Most are notorious for a whining sound coming from the rear diff around 50 mph under acceleration only. Mine occurred at 850 miles.Your dealer will end up replacing it as there is a bulletin on this issue. You can make the trip with no problem. Usual oil change with filter is 6.5 qts of Mobil 1 -5w30. Try to use a premium oil filter at all times. Ya may wanna crank up the amp in the trunk on the left side behind the upholstery. Reach in after peeling the trim away , there is a knob you can turn to give sound system a little more ooomph. I'm sure Big Mike will add to this as he is the site Guru. Other than that you will enjoy every moment in your new ride. Congrats and welcome to the site.
PS.........This is a first, I beat Mike to a post....!!


----------



## dealernut (Oct 22, 2005)

Johnie - Not to steal your thunder, but I think he is taking it easy after some of the comments today. 

Anyways ~ MadtwnEngr - Welcome to the herd sir. You will be pleased. 

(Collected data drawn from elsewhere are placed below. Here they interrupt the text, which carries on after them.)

PR #3211, opened 2017-09-22
chore: Ignore nsp issue for JSDom

### LINKED ISSUE #3195: yarn nsp-check is failing re: tough-cookie ReDOS

tofumatt:
See #3195.

As discussed because we don't use `FetchExternalResources` for JSDom it seems we're all good here.

### DIFF
--- a/.nsprc
+++ b/.nsprc
@@ -1,0 +1,3 @@
+{
+  "exceptions": ["https://nodesecurity.io/advisories/525"]
+}


kumar303:
I updated the description so that it won't close #3195 . We should close that when we land the upstream patches. Ignoring it is just a workaround for now.

tofumatt:
> I updated the description so that it won't close #3195 . We should close that when we land the upstream patches. Ignoring it is just a workaround for now.

Ah, fair enough!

The rear end whine and the power motors going out are the only major TSB out now. There have been some suspension issues as well. Also the LS2 is notorious for eating oil on long trips. So check it when you get to where you are going. 

I agree to crank up the amp and when you get a chance have the vehicle professionally tuned. It makes a pretty big difference in power and economy.

Again welcome!!!! and congratulation on becoming one of the few and proud Holden owners in America.


----------



## itsjoelr (Nov 23, 2005)

dealernut said:


> Johnie - Not to steal your thunder, but I think he is taking it easy after some of the comments today.
> 
> Anyways ~ MadtwnEngr - Welcome to the herd sir. You will be pleased.
> 
> ...




What should one expect to pay for a tune, and will it void the warrenty? Where / how would one find a local shop that is willing to do it?


----------



## dealernut (Oct 22, 2005)

itsjoelr said:


> What should one expect to pay for a tune, and will it void the warrenty? Where / how would one find a local shop that is willing to do it?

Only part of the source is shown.